**Exercise aim**
What lines below contain the word "tmathern"? Please pull each one out.

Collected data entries
········

PR #2672, opened 2026-09-17
fix: report CBOR byte strings correctly in crJSON output

gpeacock:
Assertion::as_json_object now decodes CBOR directly instead of transcoding through serde_json, so byte strings (bstr) are wrapped as crJSON's `b64'<base64>'` strings instead of being flattened into plain JSON number arrays indistinguishable from integer arrays. ManifestAssertion::to_assertion() reverses that wrapping so typed structs with Vec<u8>/serde_bytes fields (e.g. IdentityAssertion's signature/pad1/pad2) still deserialize correctly.

Also adds Reader::crjson()/detailed_json() support to the `show` example, and consolidates ad hoc "b64'...'" formatting into a shared base64::encode_b64_wrapped() helper.

### DIFF
--- a/sdk/src/crypto/base64.rs
+++ b/sdk/src/crypto/base64.rs
@@ -25,6 +25,20 @@ pub fn decode(data: &str) -> Result<Vec<u8>, DecodeError> {
     general_purpose::STANDARD.decode(data)
 }
 
+/// Encode a byte slice into a crJSON `b64'<base64>'`-wrapped string.
+pub fn encode_b64_wrapped(data: &[u8]) -> String {
+    format!("b64'{}'", encode(data))
+}
+
+/// Decode a crJSON `b64'<base64>'`-wrapped string back into raw bytes.
+///
+/// Returns `None` if `value` isn't wrapped in the `b64'...'` delimiters (e.g. it's
+/// an ordinary string), so callers can tell "not base64" apart from "malformed base64".
+pub fn decode_b64_wrapped(value: &str) -> Option<Vec<u8>> {
+    let inner = value.strip_prefix("b64'")?.strip_suffix('\'')?;
+    decode(inner).ok()
+}
+
 #[cfg(test)]
 mod tests {
     #![allow(clippy::expect_used)]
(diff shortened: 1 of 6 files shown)


sdk/src/utils/hash_utils.rs
```diff
@@ -624,8 +633,10 @@ pub fn hash_to_b64(mut value: Value) -> Value {
         match current {
             Value::Object(obj) => {
                 for (_, v) in obj.iter_mut() {
-                    if let Value::Array(hash_arr) = v {
-                        if !hash_arr.is_empty() && hash_arr.iter().all(|x| x.is_number()) {
+                    match v {
+                        Value::Array(hash_arr)
```
tmathern, line 637: If string is the other match arm, what happens with an array of strings? Or is this call recursive somehow and the arm would be reached later?

gpeacock: Yes it is flattened recursive algorithm. That's what the queue is for. A bit confusing but it avoids stack overflows due to recursion.

sdk/src/crypto/base64.rs
```diff
@@ -25,6 +25,20 @@ pub fn decode(data: &str) -> Result<Vec<u8>, DecodeError> {
...
+}
+
+/// Decode a crJSON `b64'<base64>'`-wrapped string back into raw bytes.
+///
+/// Returns `None` if `value` isn't wrapped in the `b64'...'` delimiters (e.g. it's
+/// an ordinary string), so callers can tell "not base64" apart from "malformed base64".
+pub fn decode_b64_wrapped(value: &str) -> Option<Vec<u8>> {
+    let inner = value.strip_prefix("b64'")?.strip_suffix('\'')?;
+    decode(inner).ok()
+}
```
ok-nick: Can we return a result?

sdk/src/crypto/base64.rs
```diff
@@ -56,4 +70,30 @@ mod tests {
             Ok(b"Hello, world".to_vec())
         );
     }
+
+    #[test]
+    #[cfg_attr(
+        all(target_arch = "wasm32", not(target_os = "wasi")),
+        wasm_bindgen_test
+    )]
```
ok-nick: Can  we use the general c2pa test macro that handles all of these cases?

tmathern (approved):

········

**Response below**
tmathern, line 637: If string is the other match arm, what happens with an array of strings? Or is this call recursive somehow and the arm would be reached later?
tmathern (approved):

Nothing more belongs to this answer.